The input:

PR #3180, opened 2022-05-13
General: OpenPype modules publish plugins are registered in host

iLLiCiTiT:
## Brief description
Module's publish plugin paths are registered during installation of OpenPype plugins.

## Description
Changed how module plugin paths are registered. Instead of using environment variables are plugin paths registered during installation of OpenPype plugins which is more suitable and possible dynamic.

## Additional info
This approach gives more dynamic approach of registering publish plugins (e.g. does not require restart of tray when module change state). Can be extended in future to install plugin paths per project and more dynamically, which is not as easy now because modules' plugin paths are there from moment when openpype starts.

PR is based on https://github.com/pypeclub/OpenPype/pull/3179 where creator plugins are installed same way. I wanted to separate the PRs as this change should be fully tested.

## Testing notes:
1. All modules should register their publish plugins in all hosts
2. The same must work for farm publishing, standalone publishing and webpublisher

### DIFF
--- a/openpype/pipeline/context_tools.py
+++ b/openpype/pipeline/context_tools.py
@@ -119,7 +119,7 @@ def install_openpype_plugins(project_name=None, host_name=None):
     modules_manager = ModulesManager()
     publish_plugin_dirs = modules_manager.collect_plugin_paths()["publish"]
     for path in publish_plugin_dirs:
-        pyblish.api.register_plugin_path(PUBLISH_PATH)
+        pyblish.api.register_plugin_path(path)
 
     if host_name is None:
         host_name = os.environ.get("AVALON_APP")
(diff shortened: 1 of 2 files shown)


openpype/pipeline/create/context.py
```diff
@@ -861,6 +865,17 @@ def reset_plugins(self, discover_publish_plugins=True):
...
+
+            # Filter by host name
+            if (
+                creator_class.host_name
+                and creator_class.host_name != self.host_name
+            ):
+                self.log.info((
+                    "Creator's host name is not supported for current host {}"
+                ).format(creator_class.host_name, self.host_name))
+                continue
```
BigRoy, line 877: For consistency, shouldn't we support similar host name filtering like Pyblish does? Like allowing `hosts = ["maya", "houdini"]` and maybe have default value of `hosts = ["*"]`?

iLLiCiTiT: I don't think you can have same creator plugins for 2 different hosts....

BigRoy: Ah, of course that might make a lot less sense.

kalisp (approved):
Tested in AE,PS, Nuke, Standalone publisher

* * *

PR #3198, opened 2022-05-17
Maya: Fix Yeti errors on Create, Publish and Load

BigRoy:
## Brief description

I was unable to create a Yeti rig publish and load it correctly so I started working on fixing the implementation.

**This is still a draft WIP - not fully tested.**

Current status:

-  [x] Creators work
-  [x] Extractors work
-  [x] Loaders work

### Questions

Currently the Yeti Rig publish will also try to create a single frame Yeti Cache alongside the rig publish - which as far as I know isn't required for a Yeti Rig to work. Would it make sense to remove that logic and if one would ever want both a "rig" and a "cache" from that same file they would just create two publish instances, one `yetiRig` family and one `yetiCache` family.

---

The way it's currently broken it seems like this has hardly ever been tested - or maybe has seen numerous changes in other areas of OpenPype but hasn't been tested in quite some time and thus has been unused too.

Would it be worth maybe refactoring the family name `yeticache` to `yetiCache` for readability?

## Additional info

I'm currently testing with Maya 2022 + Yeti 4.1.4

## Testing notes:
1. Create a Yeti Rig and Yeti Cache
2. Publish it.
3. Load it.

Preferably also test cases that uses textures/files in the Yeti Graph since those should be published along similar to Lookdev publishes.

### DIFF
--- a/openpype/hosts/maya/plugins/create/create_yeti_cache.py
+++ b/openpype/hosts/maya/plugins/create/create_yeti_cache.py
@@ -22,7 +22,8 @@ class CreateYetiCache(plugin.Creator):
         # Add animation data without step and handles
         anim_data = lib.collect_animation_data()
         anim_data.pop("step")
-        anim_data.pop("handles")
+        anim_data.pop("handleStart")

==

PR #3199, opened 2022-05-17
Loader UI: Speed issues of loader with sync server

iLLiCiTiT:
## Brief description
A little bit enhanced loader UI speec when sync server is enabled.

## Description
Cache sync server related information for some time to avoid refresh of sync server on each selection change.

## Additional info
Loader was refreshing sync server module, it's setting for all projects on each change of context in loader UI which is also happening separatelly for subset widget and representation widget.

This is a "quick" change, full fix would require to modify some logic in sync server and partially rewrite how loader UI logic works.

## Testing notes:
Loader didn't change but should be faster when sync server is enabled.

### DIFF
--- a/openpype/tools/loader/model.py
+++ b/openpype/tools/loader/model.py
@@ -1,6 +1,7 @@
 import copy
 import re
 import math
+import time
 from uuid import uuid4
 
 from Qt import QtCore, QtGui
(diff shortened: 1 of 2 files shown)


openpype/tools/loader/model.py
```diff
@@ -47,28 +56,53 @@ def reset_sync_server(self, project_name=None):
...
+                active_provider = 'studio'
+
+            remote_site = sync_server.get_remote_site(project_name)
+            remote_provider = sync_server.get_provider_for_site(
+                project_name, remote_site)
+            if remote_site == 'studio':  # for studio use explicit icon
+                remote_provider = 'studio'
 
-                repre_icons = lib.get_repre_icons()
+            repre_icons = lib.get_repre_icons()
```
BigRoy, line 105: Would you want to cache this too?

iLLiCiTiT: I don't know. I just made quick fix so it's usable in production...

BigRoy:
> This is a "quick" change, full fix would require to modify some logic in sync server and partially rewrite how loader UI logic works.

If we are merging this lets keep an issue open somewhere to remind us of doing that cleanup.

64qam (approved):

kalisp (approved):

Your instructions: Given the data above, transcribe exactly the lines from the one containing "General: OpenPype modules" down to the one containing "This approach gives", and no others.

Solution for this problem:
General: OpenPype modules publish plugins are registered in host

iLLiCiTiT:
## Brief description
Module's publish plugin paths are registered during installation of OpenPype plugins.

## Description
Changed how module plugin paths are registered. Instead of using environment variables are plugin paths registered during installation of OpenPype plugins which is more suitable and possible dynamic.

## Additional info
This approach gives more dynamic approach of registering publish plugins (e.g. does not require restart of tray when module change state). Can be extended in future to install plugin paths per project and more dynamically, which is not as easy now because modules' plugin paths are there from moment when openpype starts.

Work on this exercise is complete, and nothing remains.